А поезд все ближе, и вот он уже совсем рядом, нет сил отвернуть в сторону. Толпа орет: «Вставай, проклятьем заклейменный! Вставай!» — хватая его за плечи.
Не дается Есенин. Вырывается из последних сил и… просыпается, открывает глаза. Галя трясет его за плечо, будит:
— Вставай, Сереженька, подъезжаем. Москва уже!
Есенин помотал головой, приходя в себя:
— Ой, жуть какая! Снилось черт-те что!
— Ты стонал во сне. Что снилось, женщины? — пошутила Галя.
— Революция, мать ее! Паровоз чуть не задавил! — Есенин вскочил с полки, подошел к зеркалу, поправил взлохмаченные волосы. Отворил дверь и столкнулся нос к носу с чекистом.
— Вам чего? Вы ко мне? — вздрогнул он от неожиданности.
Чекист осклабился, извиняясь:
— Вот книжку вашу в Лениздате купил, товарищ Есенин. «Москва кабацкая». Пользуясь случаем, хочу автограф попросить. Не откажите простому смертному.
— Сейчас, только поссать схожу. Поэты тоже люди.
Прихватив полотенце, он пошел в туалет.
А чекист зашел в свое купе, открыл книжку на странице, где про ножик в сапоге, и, встретив на ходу вытирающегося Есенина, протянул ему:
— Вот тут, пожалуйста, внизу, где про ножик в сапоге. Надо же! Очень впечатляет!

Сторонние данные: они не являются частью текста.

PR #6432, opened 2024-05-25
cp: gnu test case preserve-mode fix

matrixhead:
This PR was initially intended to fix GNU test preserve-mode, but as it turns out, there was nothing wrong with how `uu-cp` preserved mode. The test was failing because overriding wasn't working properly. The test involved copying a FIFO with options `-a --preserve=mode`. The `-a` was supposed to disable copying contents, but it was getting overridden by `--preserve` wrongly. So, this PR now tries to fix the overriding of attributes.

**changes in behavior**

- when a flag like `-a` which expands to `-dR --preserve=all` is given and a --preserve is given after that, cp would only override the --preserve part.
- cp could handle `--preserve` and `--no-preserve` together in a single command, for example `cp --preserve=mode,ownership --no-preserve=ownership --preserve=link f f2` would preserve mode and link but not the ownership

### DIFF
--- a/src/uu/cp/src/cp.rs
+++ b/src/uu/cp/src/cp.rs
@@ -169,7 +169,7 @@ pub enum CopyMode {
 /// For full compatibility with GNU, these options should also combine. We
 /// currently only do a best effort imitation of that behavior, because it is
 /// difficult to achieve in clap, especially with `--no-preserve`.
-#[derive(Debug)]
+#[derive(Debug, PartialEq)]
 pub struct Attributes {
     #[cfg(unix)]
     pub ownership: Preserve,
@@ -2390,7 +2390,7 @@ fn disk_usage_directory(p: &Path) -> io::Result<u64> {
 #[cfg(test)]
 mod tests {
 
-    use crate::{aligned_ancestors, localize_to_target};
+    use crate::{aligned_ancestors, localize_to_target, Attributes, Preserve};
     use std::path::Path;
 
     #[test]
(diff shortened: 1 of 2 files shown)


sylvestre:
well done :)

Some comments:
* please add an integration test
* some comments in the code would be appreciate
* the code coverage isn't happy for some lines

matrixhead:
thank you, i will do that

matrixhead:
changes in force push
- changed the way how overriding was handled.

src/uu/cp/src/cp.rs
```diff
@@ -839,6 +833,44 @@ impl Attributes {
         }
     }
 
+    /// Set the field to Preserve::NO { explicit: true } if the corresponding field
+    /// in other is set to Preserve::Yes { .. }.
+    pub fn diff(self, other: &Self) -> Self {
+        Self {
```
sylvestre, line 839: can be simplified here:

```suggestion
        Self {
    pub fn diff(self, other: &Self) -> Self {
        fn update_preserve_field(current: Preserve, other: Preserve) -> Preserve {
            if matches!(other, Preserve::Yes { .. }) {
                Preserve::No { explicit: true }
            } else {
                current
            }
        }

        Self {
            #[cfg(unix)]
            ownership: update_preserve_field(self.ownership, other.ownership),
            mode: update_preserve_field(self.mode, other.mode),
            timestamps: update_preserve_field(self.timestamps, other.timestamps),
            context: update_preserve_field(self.context, other.context),
            links: update_preserve_field(self.links, other.links),
            xattr: update_preserve_field(self.xattr, other.xattr),
        }
    }
```

src/uu/cp/src/cp.rs
```diff
@@ -839,6 +833,44 @@ impl Attributes {
...
+            } else {
+                self.links
+            },
+            xattr: if matches!(other.xattr, Preserve::Yes { .. }) {
+                Preserve::No { explicit: true }
+            } else {
+                self.xattr
+            },
+        }
+    }
```
sylvestre, line 872: can be simplified here:

```suggestion
        Self {
    pub fn diff(self, other: &Self) -> Self {
        fn update_preserve_field(current: Preserve, other: Preserve) -> Preserve {
            if matches!(other, Preserve::Yes { .. }) {
                Preserve::No { explicit: true }
            } else {
                current
            }
        }

        Self {
            #[cfg(unix)]
            ownership: update_preserve_field(self.ownership, other.ownership),
            mode: update_preserve_field(self.mode, other.mode),
            timestamps: update_preserve_field(self.timestamps, other.timestamps),
            context: update_preserve_field(self.context, other.context),
            links: update_preserve_field(self.links, other.links),
            xattr: update_preserve_field(self.xattr, other.xattr),
        }
    }
```

sylvestre: and some of the cases don't seem to be covered by tests

sylvestre:
excellent, thanks!

PR #6444, opened 2024-06-02
Github action: run the code coverage with rust stable instead of nightly

sylvestre:
Currently, nightly is broken for us


sylvestre:
I was too optimistic
```

  error: the option `Z` is only accepted on the nightly compiler

  help: consider switching to a nightly toolchain: `rustup default nightly`
```

PR #6445, opened 2024-06-02
tr: A [:lower:]/[:upper:] in set2 must be matched in set1

cvonelm:
If there is a [:lower:] or [:upper:] in set2, then there must be a [:lower:] or [:upper:] at the same logical position in set1

So
```bash
$tr '[:upper:]' '[:lower:]' # works
$tr '1[:upper:]' '[:lower:]' # doesnt
```

To accomplish this change I have done the following things:

- flatten error checks (take early exits from  `solve_set_characters` instead of nesting `if`s)

- simplify CharStar (`[c*]`) handling code by simply replacing CharStar with a CharRepeat of appropriate length

- switch flatten() from `Sequence -> u8` to `Sequence -> Char`

The main idea here is that to correctly implement the tr behaviour, one has to flatten everything but [:upper:]/[:lower:] into the underlying string of chars and then check if  the character class in the one set is at the same position in the other set:

This apparent behavior is supported by these two GNU tr invocations:

```bash
$tr [:blank:][:lower:] 12[:upper:] # works
$abcs="abcdefghijklmnopqrstuvwxyz"
$tr [:lower:][:upper:]  "${abcs}[:upper:]" # misaligned error
```

### DIFF
--- a/src/uu/tr/src/operation.rs
+++ b/src/uu/tr/src/operation.rs
@@ -34,6 +34,7 @@ pub enum BadSequence {
     InvalidRepeatCount(String),
     EmptySet2WhenNotTruncatingSet1,
     ClassExceptLowerUpperInSet2,
+    ClassInSet2NotMatchedBySet1,
 }
 
 impl Display for BadSequence {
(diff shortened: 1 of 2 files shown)


src/uu/tr/src/operation.rs
```diff
@@ -91,18 +95,22 @@ pub enum Sequence {
 }
 
 impl Sequence {
-    pub fn flatten(&self) -> Box<dyn Iterator<Item = u8>> {
+    pub fn flatten_non_lower_upper(&self) -> Box<dyn Iterator<Item = Self>> {
```
sylvestre, line 98: seem that you are duplicating a bunch of code with flatten? 
maybe it could be deduplicated a bit, no?

cvonelm: Logicwise, this code does not duplicate things. flatten_all calls flatten_non_upper_lower for everything that is not [:lower:]/[:upper:].

cakebaker:
Thanks for your PR :)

Есенин подписал и ушел в свое купе…
На перроне вокзала, в сутолоке встречающих и выходящих из вагона, Есенин, прощаясь, протянул Бениславской руку.
— До свидания, Галя!
— Вы сейчас к Дункан? — спросила Галя.
— Да, к ней! Если у меня к женщине страсть, то я сумасшедший. Вы не знаете, что это такое… Для меня любовь — страшное мучение. Сам мучаюсь и других мучаю.
— Я все понимаю, Сережа, — перебила его Бениславская. — Но вы мне ничем не обязаны. И я никогда не посягну на вашу свободу. Но если вдруг… то помните, ко мне на Брюсовский… я всегда жду… у вас есть… — Она не удержалась и расплакалась.

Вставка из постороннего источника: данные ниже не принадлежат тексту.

PR #6446, opened 2024-06-03
gnu `cp-parents` test case

matrixhead:
This PR aims to fix the GNU cp-parents test case. The following behaviors have been changed in this PR:
- if dereference is enabled and --preserve attributes are specified, instead of copying the attributes of the symlink itself, cp will try to copy the attributes of the actual file the symlink points to.
- --parents will not fail if an absolute path is given (I couldn't make this work on Windows).
- For GNU compatibility, cp will not return an error if setting ownership fails.


sylvestre:
it is still marked as draft, please remove it when ready :)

— Помню! — обнял ее Есенин. — У меня есть Галя! Не сердитесь, когда-нибудь вы поймете…
Галя вытерла слезы:
— Ничего! Всего хорошего, Сережа!
— Всего хорошего, Галя! — Есенин ушел своей легкой походкой, не оборачиваясь, а Галя глядела ему вслед, пока светлая голова его совсем не растворилась в толпе.
Репетиционный зал театра Мейерхольда битком набит актерами, музыкантами, служащими театра. За столиком сидят Есенин, Мейерхольд и его помощник. Чуть в стороне — Мариенгоф, нервно теребя в руках свою пьесу «Заговор дураков». Есенин дочитывает своего «Пугачева».